I caught this in the new sale flyer... regular $149 sale $59. Couldnt pass it up as eastwood and northern sell it for $149. Add a 20% off coupon and for $53 I have a new table!







The only diferences I see is only 2 side plates not 4 and not adjustable for height. I can live with that for 1/3 the price!


----------



## xalky (Mar 6, 2014)

Is the top tiltable? I've seen some where the table can be tilted at an angle.


----------



## Sharky (Mar 6, 2014)

Top tilts forward or back detents at 45 & 90 each way


----------



## xalky (Mar 6, 2014)

Cool! I need one. I'm going tomorrow!)


----------



## Ray C (Mar 6, 2014)

xalky said:


> Cool! I need one. I'm going tomorrow!)



Cool!  I need *space *for one!  I'm not going tomorrow 


Ray


----------



## brasssmanget (Mar 7, 2014)

Very useful, but like Ray C, I first need to arrange for more space. :thinking:


----------



## Sharky (Mar 7, 2014)

That picture was very carefully positioned. Thankfully the stand folds flat like a TV tray because what you can't see it the shelf unit 2" off the one side and drill press 3" offthe ither side.  Folding and portable was mandatory. 
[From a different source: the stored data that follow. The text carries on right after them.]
PR #2235, opened 2025-06-17
fix(ecs): issue with empty network configuration parameter

saiharsha-plivo:

When using host network mode users do not need to pass the network config , but the codes passes and empty object thus having issues creating a service with no network configuration , So when user is not passing any network configuration I removed if it is an empty object

Fixes #
This fixes https://github.com/crossplane-contrib/provider-aws/issues/2233

Added in the new examples I used to test the code , service are getting created without the network configuration now 

### DIFF
--- a/pkg/controller/ecs/service/setup.go
+++ b/pkg/controller/ecs/service/setup.go
@@ -537,7 +537,7 @@ func generateNetworkConfiguration(cr *svcapitypes.Service) *svcsdk.NetworkConfig
 	networkConfiguration := &svcsdk.NetworkConfiguration{}
 
 	if cr.Spec.ForProvider.NetworkConfiguration == nil {
-		return networkConfiguration
+		return nil
 	}
 
 	if cr.Spec.ForProvider.NetworkConfiguration.AWSvpcConfiguration != nil {
--- a/examples/ecs/service.yaml
+++ b/examples/ecs/service.yaml
@@ -37,3 +37,41 @@ spec:
       name: example
   providerConfigRef:
     name: example
+---
+apiVersion: ecs.aws.crossplane.io/v1alpha1
+kind: Service
+metadata:
+  name: nginx-test-ecs
+  annotations:
+    task-definition-network-mode: awsvpc
+spec:
+  forProvider:
+    cluster: arn:aws:ecs:us-east-1:123456789:cluster/crossplane-ecs-controller-test
+    launchType: EC2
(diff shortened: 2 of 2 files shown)


saiharsha-plivo:
@MisterMX , @anagarlau Can you review this once

pkg/controller/ecs/service/setup.go
```diff
@@ -533,11 +536,11 @@ func generateLoadBalancers(cr *svcapitypes.Service) []*svcsdk.LoadBalancer {
 
 // Helper func to generate SDK NetworkConfiguration types from the crossplane
 // types included in the Service api.
-func generateNetworkConfiguration(cr *svcapitypes.Service) *svcsdk.NetworkConfiguration {
+func generateNetworkConfiguration(cr *svcapitypes.Service) (*svcsdk.NetworkConfiguration, error) {
 	networkConfiguration := &svcsdk.NetworkConfiguration{}
 
 	if cr.Spec.ForProvider.NetworkConfiguration == nil {
-		return networkConfiguration
+		return nil, errors.New("network configuration is nil")
```
MisterMX, line 543: We should not misuse an error as an indicator here if we just want to not set a value.

Instead just return nil in this case so `obj.NetworkConfiguration` is just nil.

MisterMX (changes requested):

pkg/controller/ecs/service/setup.go
```diff
@@ -230,7 +230,10 @@ func preCreate(_ context.Context, cr *svcapitypes.Service, obj *svcsdk.CreateSer
 	obj.ClientToken = aws.String(string(cr.UID))
 	obj.Cluster = cr.Spec.ForProvider.Cluster
 	obj.LoadBalancers = generateLoadBalancers(cr)
-	obj.NetworkConfiguration = generateNetworkConfiguration(cr)
+	networkConfiguration := generateNetworkConfiguration(cr)
+	if networkConfiguration != nil {
+		obj.NetworkConfiguration = networkConfiguration
+	}
```
MisterMX, line 236: I believe this can stay as it is, right? Or is there another place where the value should be set?

```suggestion
	obj.NetworkConfiguration = generateNetworkConfiguration(cr)
```

MisterMX (changes requested):

MisterMX (approved):
LGTM. Thank you very much @saiharsha-plivo!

No reason to deny yourself a toy.... lol


----------



## TomS (Mar 7, 2014)

Sharky said:


> I caught this in the new sale flyer... regular $149 sale $59. Couldnt pass it up as eastwood and northern sell it for $149. Add a 20% off coupon and for $53 I have a new table!
> 
> 
> 
> ...



I read your post this morning and was a bit upset because I had bought the same Harbor Freight welding table three weeks ago at full price.  I immediately jumped online and went to their website and sure enough there it was for $59.99.  Called the store and told them I wasn't happy and they said not to worry.  Their sale prices are good for purchases made 30 days prior.  Just come by the store for a refund.  Made my day.

BTW - it's a great product.

Tom S.


----------



## lahines (Mar 8, 2014)

I missed that in the flyer.  Thanks for pointing it out!


----------



## TomS (Mar 9, 2014)

lahines said:


> I missed that in the flyer.  Thanks for pointing it out!



It's in the small print on the sale coupons.


----------



## lahines (Apr 2, 2014)

Does anyone have an assembly diagram for the HF adjustable welding table?  My table arrived without an instruction manual and I question where some of the washers should go.


----------



## mhguy (Apr 2, 2014)

lahines said:


> Does anyone have an assembly diagram for the HF adjustable welding table?  My table arrived without an instruction manual and I question where some of the washers should go.



Send me a private message or email with your email address and I'll email you a copy.

Dick


----------